Estas consideraciones son muy bien conocidas por los y las abogadas y notarias, y la intención al recordarlas es generar una reflexión colectiva sobre la postura de la Asociación de Defensores de la Adopción que han presentado una férrea oposición a las acciones impulsadas desde el Estado, atendiendo demandadas sociales y de la comunidad internacional para la legítima reivindicación de una noble institución como la adopción, que ha sido mercantilizada y, de paso, ha desprestigiado a esa profesión, ya de por sí poco valorada en el imaginario de la población.

El Colegio de Abogados y Notarios de Guatemala (CANG) debería ser un protagonista relevante en este debate.
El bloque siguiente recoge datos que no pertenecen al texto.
PR #691, opened 2019-07-01
MetaModel for text data

jhfjhfj1:
resolves #000


autokeras/hypermodel/hyper_block.py
```diff
@@ -156,29 +156,46 @@ def build(self, hp, inputs=None):
 
 class ConvBlock(HyperBlock):
 
+    def __init__(self, separable=None, **kwargs):
```
fchollet: I am in general confused as to why some arguments are present in the constructor and as hps, while others are only hps.

We should follow a consistent convention here.

How about: all arguments are listed in the constructor, defaulting to None, and if they're None they get selected via a hp?

autokeras/meta_model.py
```diff
@@ -0,0 +1,132 @@
...
+    # for text data we just follow the rules on that page.
+    # for image, use the num_instance to determine the range of the sizes of the
+    # resnet and xception
+    # use the image size to determine how the down sampling works, e.g. pooling.
+
+
+class Assembler(object):
+    """Assembles the HyperModels together in AutoModel for different inputs."""
+
+    def assemble(self, x, input_node, y, outputs):
```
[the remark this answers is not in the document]
fchollet: Also kinda confusing why the signature is different from that of `assemble(inputs, outputs, x, y)`

autokeras/hypermodel/hyper_block.py
jhfjhfj1: Good idea. Since it requires massive changes to all the hyperblocks, it would be a separate pull request.

autokeras/meta_model.py
```diff
@@ -0,0 +1,132 @@
...
+    return nest.flatten([output_blocks(output_node)
+                         for output_blocks in outputs])
+    # all inputs, all train_x y, all heads
+    # for text data we just follow the rules on that page.
+    # for image, use the num_instance to determine the range of the sizes of the
+    # resnet and xception
+    # use the image size to determine how the down sampling works, e.g. pooling.
+
+
+class Assembler(object):
```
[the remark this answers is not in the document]
jhfjhfj1: After the recent change of using `update` function, it needs a stateful thing to record the statistics. So we would keep this OO design

autokeras/meta_model.py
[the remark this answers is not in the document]
jhfjhfj1: Now the update and assemble are two different functions, so we can avoid this problem.

autokeras/hypermodel/processor.py
```diff
@@ -107,7 +167,91 @@ def transform(self, hp, data):
...
+        return (x - self.mean) / self.std
+
+    def output_types(self):
+        return tf.float64,
+
+    def output_shape(self):
+        return self.mean.shape
+
+
+class TextToSequenceVector(HyperPreprocessor):
```
fchollet: It isn't very clear what a "sequence vector" would be. Perhaps `TextToIntSequence` would be clearer.

autokeras/hypermodel/processor.py
```diff
@@ -1,33 +1,94 @@
...
+
+        The output shape is needed to build the Keras Model from the AutoModel.
+        The output shape of the preprocessor is the input shape of the Keras Model.
+
+        Returns:
+            A tuple of ints or a TensorShape.
+        """
+        raise NotImplementedError
+
+    def post_fit(self):
```
fchollet: Maybe `finalize` would be clearer. There is not `fit` method in this class. `finalize` and "finalizer" are fairly standard concepts. https://en.wikipedia.org/wiki/Finalizer

tests/test_task.py
```diff
@@ -0,0 +1,67 @@
...
+    x_train = np.array(x_train, dtype=np.str)
+    x_test = np.array(x_test, dtype=np.str)
+    return (x_train, y_train), (x_test, y_test)
+
+
+def test_text_classifier(tmp_dir):
+    (train_x, train_y), (test_x, test_y) = imdb_raw()
+    clf = ak.TextClassifier(directory=tmp_dir, max_trials=2)
+    clf.fit(train_x, train_y, epochs=2, validation_split=0.2)
+    assert clf.predict(test_x).shape == (len(train_x), 1)
```
fchollet: Only checking the output shape in each case seems like it wouldn't be quite sufficient. We should check things like how features ended up being used, what's the accuracy, etc...

tests/test_task.py
```diff
@@ -0,0 +1,67 @@
...
+        id_to_word[i] for i in sentence), x_test))
+    x_train = np.array(x_train, dtype=np.str)
+    x_test = np.array(x_test, dtype=np.str)
+    return (x_train, y_train), (x_test, y_test)
+
+
+def test_text_classifier(tmp_dir):
+    (train_x, train_y), (test_x, test_y) = imdb_raw()
+    clf = ak.TextClassifier(directory=tmp_dir, max_trials=2)
+    clf.fit(train_x, train_y, epochs=2, validation_split=0.2)
```
fchollet: Would it be relevant to have an `evaluate` method as well? e.g. a standard practice I would expect is to have 2 validation sets, one used for search during training, and one used at the end as the actual validation set (to prevent validation overfitting).

tests/test_task.py
jhfjhfj1: An issue is created for this comment will be address in the future.

tests/test_task.py
jhfjhfj1: An issue is created for this comment will be address in the future.

PR #693, opened 2019-07-02
Update split validation data. Use tf dataset for preprocessing

### LINKED ISSUE #690: Should we handle validation data or leave it to Keras?

jhfjhfj1:
resolves #690


autokeras/auto/tuner.py
```diff
@@ -1,20 +1,35 @@
...
+
 
 class AutoTuner(kerastuner.Tuner):
     """Modified KerasTuner base class to include preprocessing layers."""
 
     def run_trial(self, trial, hp, fit_args, fit_kwargs):
         """Preprocess the x and y before calling the base run_trial."""
-        fit_kwargs.update(dict(zip(tf.keras.Model.fit.__code__.co_varnames,
+        new_fit_kwargs = copy.copy(fit_kwargs)
+        new_fit_kwargs.update(dict(zip(tf.keras.Model.fit.__code__.co_varnames,
```
fchollet: This does not seem like a reliable way to obtain the names of the positional arguments of `fit`, prefer using `getfullargspec`

autokeras/hypermodel/processor.py
```diff
@@ -80,23 +81,33 @@ def __init__(self, **kwargs):
...
-        self.std = np.std(data,
-                          axis=axis,
-                          keepdims=True).flatten()
+        shape = utils.dataset_shape(data)
+        axis = tuple(range(len(shape) - 1))
+
+        def sum_up(old_state, new_elem):
+            return old_state + new_elem
+
+        def sum_up_sqaure(old_state, new_elem):
```
fchollet: square

autokeras/utils.py
```diff
@@ -0,0 +1,100 @@
...
+def dataset_shape(dataset):
+    return tf.compat.v1.data.get_output_shapes(dataset)
+
+
+def input_list_to_dataset(x):
+    new_x = []
+    for temp_x in x:
+        if isinstance(temp_x, np.ndarray):
+            new_x.append(tf.data.Dataset.from_tensor_slices(temp_x))
+    return new_x
```
fchollet: This returns a list of datasets, but really it should return one dataset that yields a list, i.e. 

`tf.data.Dataset.from_tensor_slices(x)` where `x` is an iterable of numpy arrays.

autokeras/utils.py
```diff
@@ -0,0 +1,100 @@
...
+        y = format_inputs(y, 'train_y')
+        y = input_list_to_dataset(y)
+    if validation_data:
+        x_val, y_val = validation_data
+        x_val = format_inputs(x_val, 'x_val')
+        y_val = format_inputs(y_val, 'y_val')
+        x_val = input_list_to_dataset(x_val)
+        y_val = input_list_to_dataset(y_val)
+        validation_data = x_val, y_val
+    return x, y, validation_data
```
fchollet: This returns a tuple of lists of datasets, but really it should return 2 datasets, one for the training data (that yields x, y) and one for the validation data (that yields x_val, y_val).

autokeras/auto/auto_model.py
```diff
@@ -191,13 +192,30 @@ def fit(self,
...
+            validation_split: Float between 0 and 1.
+                Fraction of the training data to be used as validation data.
+                The model will set apart this fraction of the training data,
+                will not train on it, and will evaluate
+                the loss and any model metrics
+                on this data at the end of each epoch.
+                The validation data is selected from the last samples
+                in the `x` and `y` data provided, before shuffling. This argument is
+                not supported when `x` is a dataset, dataset iterator, generator or
+               `keras.utils.Sequence` instance.
```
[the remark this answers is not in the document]
jhfjhfj1: Currently, we only support numpy.ndarray and tf.data.Dataset. I will remove the generators and Sequence from the docstring for now and add them back later if we will support them.

autokeras/utils.py
jhfjhfj1: If the inputs are all patched into one Dataset, they cannot be passed to different preprocessing blocks separately. Each preprocessor would get all the inputs, they have to know which one to use.

autokeras/utils.py
jhfjhfj1: I think what we really need is a list of datasets instead of one dataset.
I renamed the function to `inputs_to_datasets`.

jhfjhfj1:
Since the only issue remains is whether the feeding data to preprocessors should be a single Dataset or multiple dataset, I will merge the pull request to not blocking other pull requests. Since it will be a big change, I will pull request separately if needed.

PR #709, opened 2019-07-16
class ImageAugment

Davidsirui:
resolves #000


autokeras/hypermodel/processor.py
```diff
@@ -255,3 +255,140 @@ def output_types(self):
...
+        self.saturation_range = saturation_range
+        self.contrast_range = contrast_range
+        self.horizontal_flip = horizontal_flip
+        self.vertical_flip = vertical_flip
+        self.whether_translation = whether_translation
+        self.gaussian_noise = gaussian_noise
+        self._shape = None
+
+    @staticmethod
+    def __get_min_and_max(value, name):
```
jhfjhfj1: use one "_" instead of two.

autokeras/hypermodel/processor.py
```diff
@@ -255,3 +255,140 @@ def output_types(self):
...
+        else:
+            min_value = 1. - value
+            max_value = 1. + value
+        return min_value, max_value
+
+    def transform(self, x):
+        self._shape = x.shape
+        rotation_range = self.rotation_range
+        if rotation_range is None:
+            rotation_range = self._hp.Choice('rotation_range')
```
jhfjhfj1: Please look into the implementation of hp here: https://github.com/keras-team/keras-tuner/blob/master/kerastuner/engine/hyperparameters.py
You may take a look at the block.py for the usage of the hp.
We need the name, values, defaults all specified when we call it.
Besides Choice, we also have Range, Linear and Fixed. Please select the best one for each hp.

tests/test_processor.py
```diff
@@ -61,3 +61,25 @@ def map_func(x):
...
+                                       whether_random_crop=True,
+                                       brightness_range=0.3,
+                                       saturation_range=0.4,
+                                       contrast_range=0.3,
+                                       horizontal_flip=True,
+                                       vertical_flip=True,
+                                       whether_translation=True,
+                                       gaussian_noise=True)
+    dataset = tf.data.Dataset.from_tensor_slices(raw_images)
+    #augmenter.set_hp(kerastuner.HyperParameter())
```
jhfjhfj1: After you address the change of hp usage. This line should be uncomment. And it should work.

autokeras/hypermodel/preprocessor.py
```diff
@@ -264,3 +265,176 @@ def set_state(self, state):
...
+        rotation_range: Int. The value can only be 0, 90, or 180.
+            Degree range for random rotations. Default to 180.
+        random_crop: Boolean. Whether crop the image randomly. Default to True.
+        brightness_range: Positive int.
+            Serve as 'max_delta' in tf.image.random_brightness. Default to 0.5.
+        saturation_range: Positive int or Tuple.
+            Serve as the bound of the tf.image.random_saturation. Default to 0.5.
+        contrast_range: Positive int or Tuple.
+            Serve as the bound of the tf.image.random_contrast. Default to 0.5.
+        translation: Boolean. Whether translate the image.
```
fchollet: 'Whether to" (below as well)

PR #733, opened 2019-08-12
MetaModel restricts ImageBlock search space based on dataset

jhfjhfj1:
resolves #000


autokeras/hypermodel/graph.py
```diff
@@ -388,3 +390,10 @@ def _get_block(self, name):
             if block.name == name:
                 return block
         return None
+
+    def set_hps(self, hps):
+        self._hps = hps
+
+    def _init_hps(self, hp):
```
fchollet: Why have this step at all? Why not pass hp instances to `set_hps`?

jhfjhfj1: The hp instance for build() function is totally created and controlled by Tuner class. We can not replace that hp with our hp instance. We can only change that hp.

This solution restricts the space of hp only by accessing the public functions, e.g. Choice, of HyperParameters class.  

On the other hand, an alternative would be we pass a hp instance and merge it into the hp provided by Tuner. However, it reaches into the inner representation of the space, which might not be as good as the first solution.

fchollet: I would actually recommend using the object representation (e.g. `hp_module.Int('int', 1, 10)`) and editing the target `HyperParameters` instance by adding entries in `hp.values` and `hp.space`. It should be simpler and cleaner, and achieve the same result.

PR #744, opened 2019-08-21
[MRG] Add default early stop during the search

chengchengeasy:
### Pull Request Status 
Read to merged

Add default early stop during the search


autokeras/tuner.py
```diff
@@ -67,6 +71,27 @@ def load_trial(self, trial):
...
+            raise ValueError(
+                'All callbacks used during a search '
+                'should be deep-copyable (since they are '
+                'reused across executions). '
+                'It is not possible to do `copy.deepcopy(%s)`' %
+                (callbacks,))
+
+        if not [callback for callback in callbacks
+                if isinstance(callback, tf.keras.callbacks.EarlyStopping)]:
+            callbacks.append(tf.keras.callbacks.EarlyStopping(patience=30))
```
fchollet: 30 seems like a fairly arbitrary config. At least there should be a comment to explain this choice. Perhaps it should be made configurable by the user?

jhfjhfj1: I will add the comment. 30 is just based on my experience.

The user should pass their own earlystopping in the callbacks if they would like to configure it.

PR #746, opened 2019-08-22
Feature engineering

### LINKED ISSUE #681: Support 2D image inputs e.g. 28*28, reshape to 28*28*1

yufei-12:
1. Added FeatureEngineering preprocessor.
2. Added StructuredDataClassifier and Regressor.
3. Added StructuredDataBlock.
4. The users can specify column_names and column_types in StructuredDataInput(). The column_names can also be inferred from csv file or pd.DataFrame.
5. Add fit() and transform() function to Head and Input class. The subclasses override the functions to transform the data input by the user to tf.data.Dataset. It resolves #681.
6. The GraphHyperModel class is refactored into a base class and two subclasses. The two subclasses correspond to graph with HyperBlock (GraphHyperModel) and without HyperBlock (HyperBuiltGraphHyperModel).
7. Support compile() function of GraphHyperModel. It passes the information in the graph around, from block to block, e.g., passes the column_names from StructuredDataInput() to FeatureEngineering(), passes the head type to LightGBMBlock() to let it know it is a regression or classification.


autokeras/hypermodel/preprocessor.py
```diff
@@ -673,3 +676,233 @@ def set_config(self, config):
...
+
+class FeatureEngineering(Preprocessor):
+    """A preprocessor block does feature engineering for the data.
+
+    # Arguments
+        column_types: A list of strings. The length of the list should be the same
+            as the number of columns of the data. The strings in the list are
+            specifying the types of the columns. They should either be 'numerical'
+            or 'categorical'.
+        max_columns: Int. The maximum number of columns after feature engineering.
```
fchollet: The meaning of this argument isn't entirely clear. Is this about feature selection?

autokeras/hypermodel/preprocessor.py
```diff
@@ -673,3 +676,233 @@ def set_config(self, config):
...
+        # LabelEncoding
+        for col_index in self.categorical_col:
+            key = str(x[col_index])
+            try:
+                x[col_index] = self.label_encoders[col_index].transform(key)
+            except KeyError:
+                x[col_index] = -1
+        return np.hstack((x, np.array(new_values)))
+
+    def _impute(self, x):
```
fchollet: It would be more readable to call it e.g. `fill_missing` since `impute` looks somewhat like `input` and isn't a very common word

autokeras/hypermodel/preprocessor.py
fchollet: The meaning of this argument isn't entirely clear. Is this about feature selection? E.g. the max dimensionality of the output space?

autokeras/hypermodel/preprocessor.py
```diff
@@ -673,3 +676,233 @@ def set_config(self, config):
...
+
+    def output_types(self):
+        return (tf.float64,)
+
+    @property
+    def output_shape(self):
+        return self._shape
+
+    def get_weights(self):
+        return {'_shape': self._shape,
```
fchollet: Config dicts should be considered as part of the public API. As such they should not contain private symbol. Consider removing the underscore here.

autokeras/hypermodel/preprocessor.py
```diff
@@ -673,3 +676,233 @@ def set_config(self, config):
...
+        for col_index1, col_index2 in self.categorical_categorical.keys():
+            key = (str(x[col_index1]), str(x[col_index2]))
+            self.categorical_categorical[(col_index1, col_index2)][key] += 1
+
+        for num_col_index, cat_col_index in self.numerical_categorical.keys():
+            key = str(x[cat_col_index])
+            v = x[num_col_index]
+            self.numerical_categorical[(num_col_index, cat_col_index)][key] += v
+
+    def transform(self, x, fit=False):
```
fchollet: What is the type of `x`?

autokeras/hypermodel/preprocessor.py
```diff
@@ -673,3 +676,233 @@ def set_config(self, config):
...
+
+def return_zero():
+    return 0
+
+
+class FeatureEngineering(Preprocessor):
+    """A preprocessor block does feature engineering for the data.
+
+    # Arguments
+        column_types: A list of strings. The length of the list should be the same
```
fchollet: Passing a list that has the same length as the number of features in the data isn't a great API. It is very error prone.

Could it be feasible to pass a dict mapping column names (e.g. from a header) to their type? If a name is missing, its type could be automatically inferred from a sample data (which works in most cases): if all values in the sample data encode floats/ints, treat as numerical, else treat as categorical.

tests/hypermodel/test_preprocessor.py
```diff
@@ -124,6 +125,50 @@ def map_func(x):
     assert isinstance(new_dataset, tf.data.Dataset)
 
 
+def test_feature_engineering():
+    data = structured_data()
+    dataset = tf.data.Dataset.from_tensor_slices(data)
+    feature = preprocessor.FeatureEngineering([
+        'categorical', 'categorical', 'numerical', 'numerical', 'categorical',
+        'categorical', 'categorical', 'categorical'])
```
fchollet: This API is error prone and does not scale well to hundreds of features.

A better API: types are inferred most of the time (so the user doesn't specify anything). In cases where the user wants to treat e.g. an int column as categorical, the user passes `{column_name: 'categorical'}`

autokeras/hypermodel/preprocessor.py
jhfjhfj1: Yes, it is the maximum number of columns that the output can have. Do you think max_output_dim would be better?

autokeras/hypermodel/preprocessor.py
jhfjhfj1: eager tensor, I expect. This is in the map function of the dataset.

autokeras/hypermodel/preprocessor.py
jhfjhfj1: Does tf.data.Dataset comes with column names or header? If so we can easily change, otherwise it would be hard for the pandas dataframe to reach in from fit function all the way to this block.

tests/hypermodel/test_preprocessor.py
jhfjhfj1: Yes, we can refactor a little bit to infer the column types. however, does tf.data.Dataset has a header of column names?

fchollet: It depends on what you intend to be the input to the pipeline.

- A raw CSV file? In that case we could use the header.
- A tf.data Dataset created with `make_csv_dataset`? In that case it yields a dictionary and therefore contains column names. [Ref](https://www.tensorflow.org/beta/tutorials/load_data/csv)
- A Dataset or array structured as a list of values? In that case it won't contain column name information, and it would have to be passed via a different mechanism (e.g. a `header` argument in the constructor, which would be a list of strings)

I think it would be reasonable to require a dict input (dict of arrays or Dataset that yield dicts), in which case the column name information is part of the data. Would this choice create any issues?

autokeras/hypermodel/preprocessor.py
fchollet: There are 2 forms of feature selection one might be doing:

- 1) Removing entire columns that don't seem informative (either numerical or categorical columns)
- 2) Restricting the set of values taken into account for a categorical column

Both of these affect the output dimension. For instance if you have a categorical column with 100 occurrences of value "a", 150 of value "b" and 3 of value "c", you might drop "c" and encode the feature as a 2D binary vector (or even 1D).

"max_columns" makes it sound like you're only going to do 1). Is that the case?

jhfjhfj1: We are not removing columns but adding columns. 
So we are not doing 1) but something similar to 2) but not removing the original column but adding the new columns.
At the current stage, we expect max_columns should be larger than the total number of columns, so we would generate more features to reach that limit.

tests/hypermodel/test_preprocessor.py
jhfjhfj1: By dict input, do you mean each column name is a key, where the values are arrays (for the dict of array case) and the values are single values while iterating the Dataset?

I think this solution is good. It means we will support different types of input for different type of input nodes. I don't think we can support dict input for image input node.

I am intended to convert whatever input type from the user (csv, dataset, and etc) to a tf.Dataset with a header. Do you think it should be good?

fchollet: Yes, I think being able to accept the raw data from the user, in particular CSV files, is a good idea.

autokeras/hypermodel/preprocessor.py
```diff
@@ -673,3 +725,249 @@ def set_config(self, config):
...
+                    self.high_level_num_cat[pair][key] /= self.value_counters[
+                        cat_col_index1][key]
+
+        self.shape = (len(self.input_node.column_types)
+                      + len(self.high_level1_col)
+                      + len(self.high_level_cat_cat)
+                      + len(self.high_level_num_cat),)
+
+    def output_types(self):
+        return (tf.float64,)
```
jhfjhfj1: float32

autokeras/meta_model.py
```diff
@@ -156,7 +158,67 @@ def assemble(self, input_node):
 
 
 class StructuredDataAssembler(Assembler):
-    pass
+    """Assembler for structured data. which infers the column types for the data.
```
jhfjhfj1: update docstring

autokeras/utils.py
```diff
@@ -50,25 +50,18 @@ def validate_num_inputs(inputs, num):
...
-    y_val = []
-    for temp_x in x:
-        x_train.append(temp_x[:-validation_set_size])
-        x_val.append(temp_x[-validation_set_size:])
-    for temp_y in y:
-        y_train.append(temp_y[:-validation_set_size])
-        y_val.append(temp_y[-validation_set_size:])
-
-    return (x_train, y_train), (x_val, y_val)
+def split_dataset(dataset, validation_split):
```
jhfjhfj1: docstring

autokeras/hypermodel/head.py
```diff
@@ -142,8 +153,13 @@ def __init__(self,
                  output_dim=None,
                  loss=None,
                  metrics=None,
-                 dropout_rate=None):
-        super().__init__(loss=loss, metrics=metrics)
+                 dropout_rate=None,
+                 output_shape=None,
```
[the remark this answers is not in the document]
jhfjhfj1: removed output_shape from subclasses.

autokeras/hypermodel/head.py
```diff
@@ -78,13 +70,19 @@ def __init__(self,
                  multi_label=False,
                  loss=None,
                  metrics=None,
-                 dropout_rate=None):
-        super().__init__(loss=loss, metrics=metrics)
+                 dropout_rate=None,
+                 output_shape=None,
```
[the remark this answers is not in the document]
jhfjhfj1: removed output_shape from subclasses.

autokeras/__init__.py
```diff
@@ -12,11 +12,10 @@
 from autokeras.hypermodel.head import RegressionHead
```
jhfjhfj1: add lightgbm block

autokeras/hypermodel/graph.py
```diff
@@ -27,69 +27,31 @@ def __init__(self, inputs, outputs, name=None):
...
-        model = tf.keras.Model(
-            [real_nodes[self._node_to_id[input_node]] for input_node in
-             self._model_inputs],
-            [real_nodes[self._node_to_id[output_node]] for output_node in
-             self.outputs])
+    def set_hps(self, hps):
+        """Set the hyperparameters to constrain the search space.
 
-        return self._compiled(hp, model)
+        Args:
```
jhfjhfj1: Change the docstring format

autokeras/hypermodel/graph.py
```diff
@@ -217,23 +171,74 @@ def _add_node(self, input_node):
...
+
+class HyperBuiltGraphHyperModel(GraphHyperModelBase):
+    """A HyperModel based on connected Blocks.
+
+    It is used by GraphHyperModel. GraphHyperModel's hyper_build function produces
+    an instance of HyperBuiltGraphHyperModel, which can be directly built into Keras
+    Model.
+
+    # Arguments
+        inputs: A list of input node(s) for the GraphHyperModel.
```
jhfjhfj1: for HyperBuiltGraphHyperModel

autokeras/hypermodel/graph.py
```diff
@@ -11,8 +11,8 @@
 from autokeras.hypermodel import preprocessor
 
 
-class GraphHyperModel(kerastuner.HyperModel):
-    """A HyperModel based on connected HyperBlocks.
+class GraphHyperModelBase(kerastuner.HyperModel):
+    """A HyperModel based on connected Blocks or HyperBlocks.
 
     # Arguments
         inputs: A list of input node(s) for the GraphHyperModel.
```
jhfjhfj1: delete "for the GraphHyperModel"

autokeras/hypermodel/graph.py
```diff
@@ -407,12 +377,85 @@ def _get_block(self, name):
...
+    # these two functions in all blocks.
+    block = copy.copy(old_block)
+    block.clear_nodes()
+    if isinstance(block, preprocessor.Preprocessor):
+        block.clear_weights()
+    return block
+
+
+class GraphHyperModel(GraphHyperModelBase):
+
```
jhfjhfj1: Add docstring

autokeras/hypermodel/node.py
```diff
@@ -27,19 +33,86 @@ class TextNode(Node):
...
+        if isinstance(x, np.ndarray):
+            if x.dtype == np.float64:
+                x = x.astype(np.float32)
+            return tf.data.Dataset.from_tensor_slices(x)
+        raise TypeError('Unsupported type {type} for '
+                        '{name}.'.format(type=type(x),
+                                         name=self.__class__.__name__))
 
 
 class ImageInput(Input):
```
jhfjhfj1: docstring

autokeras/hypermodel/node.py
```diff
@@ -27,19 +33,86 @@ class TextNode(Node):
...
-    pass
+
+    def transform(self, x):
+        if isinstance(x, np.ndarray):
+            if len(x.shape) == 3:
+                x = x.reshape(-1, 1)
+        return super().transform(x)
 
 
 class TextInput(Input, TextNode):
```
jhfjhfj1: docstring

autokeras/hypermodel/node.py
```diff
@@ -27,19 +33,86 @@ class TextNode(Node):
...
     pass
 
 
-class StructuredInput(Input):
-    pass
+class StructuredDataInput(Input):
+    """Input node for structured data.
```
jhfjhfj1: docstring describing what type of data can be passed to this node.

autokeras/auto_model.py
```diff
@@ -169,34 +216,14 @@ def predict(self, x, batch_size=32, **kwargs):
...
         y = nest.flatten(y)
-        if not self._label_encoders:
-            return y
         new_y = []
-        for temp_y, label_encoder in zip(y, self._label_encoders):
-            if label_encoder:
-                new_y.append(label_encoder.decode(temp_y))
-            else:
-                new_y.append(temp_y)
+        for temp_y, head_block in zip(y, self.heads):
```
jhfjhfj1: Add inverse_transform() function to Head.

autokeras/task.py
```diff
@@ -167,3 +167,176 @@ def __init__(self,
...
+            validation_split=0,
+            validation_data=None,
+            **kwargs):
+        """Search for the best model and hyperparameters for the task.
+
+        # Arguments
+            x: String, numpy.ndarray, pandas.DataFrame or tensorflow.Dataset.
+                Training data x. If the data is from a csv file, it should be a
+                string specifying the path of the csv file of the training data.
+            y: String, numpy.ndarray, or tensorflow.Dataset. Training data y.
```
fchollet: - How is it possible for `y` to be a dataset?
- Wouldn't "string" also be valid if `x` is a dataframe? (y = name of target column)

It seems to me the possibilities are:

- x = dataset, y = None
- x = path to csv file, y = column name
- x = dataframe, y = column name
- x = np, y = np

Right?

autokeras/task.py
```diff
@@ -167,3 +167,176 @@ def __init__(self,
...
+            file or the pandas.DataFrame.
+        column_types: Dict. The keys are the column names. The values should either
+            be 'numerical' or 'categorical', indicating the type of that column.
+            Defaults to None. If not None, the column_names need to be specified.
+            If None, it will be inferred from the data.
+        num_classes: Int. Defaults to None. If None, it will infer from the data.
+        multi_label: Boolean. Defaults to False.
+        loss: A Keras loss function. Defaults to None. If None, the loss will be
+            inferred from the AutoModel.
+        metrics: A list of Keras metrics. Defaults to None. If None, the metrics will
```
fchollet: What does it imply for the metrics to be inferred? Is the list of default metrics known in advance? (e.g. always Accuracy?)

autokeras/task.py
```diff
@@ -167,3 +167,176 @@ def __init__(self,
...
+            length of the list should be equal to the number of columns of the data.
+            Defaults to None. If None, it will obtained from the header of the csv
+            file or the pandas.DataFrame.
+        column_types: Dict. The keys are the column names. The values should either
+            be 'numerical' or 'categorical', indicating the type of that column.
+            Defaults to None. If not None, the column_names need to be specified.
+            If None, it will be inferred from the data.
+        num_classes: Int. Defaults to None. If None, it will infer from the data.
+        multi_label: Boolean. Defaults to False.
+        loss: A Keras loss function. Defaults to None. If None, the loss will be
```
fchollet: What does it imply for the loss to be inferred? Is the default loss known known in advance?

autokeras/task.py
jhfjhfj1: 1. If x and y are both datasets, we would zip them together.
2. If x is a dataframe, we are not supporting the column name string of y.
3. Those are the typical ways of passing x and y. The user can also do something like: x=dataframe, y = np.

autokeras/task.py
jhfjhfj1: It would always be Accuracy for classification and always MSE for regression.
Yeah, the docstrings are confusing. I will change it.

autokeras/task.py
jhfjhfj1: It would always be (categorical or binary) crossentropy for classification and MSE for regression

jhfjhfj1: It is always (categorical or binary) crossentropy for classification and MSE for regression.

Ésta es una buena oportunidad para que contribuya a reconstruir el prestigio de esta profesión.

Es cierto que al CANG le corresponde defender a sus colegiados en el libre y legal ejercicio de su profesión, pero en este caso debe priorizar la ética y la moral por encima del formalismo legal.

Ya es hora de que se pronuncie al respecto y respalde la necesidad de que se promulgue, antes del 31 de diciembre, una ley de adopciones.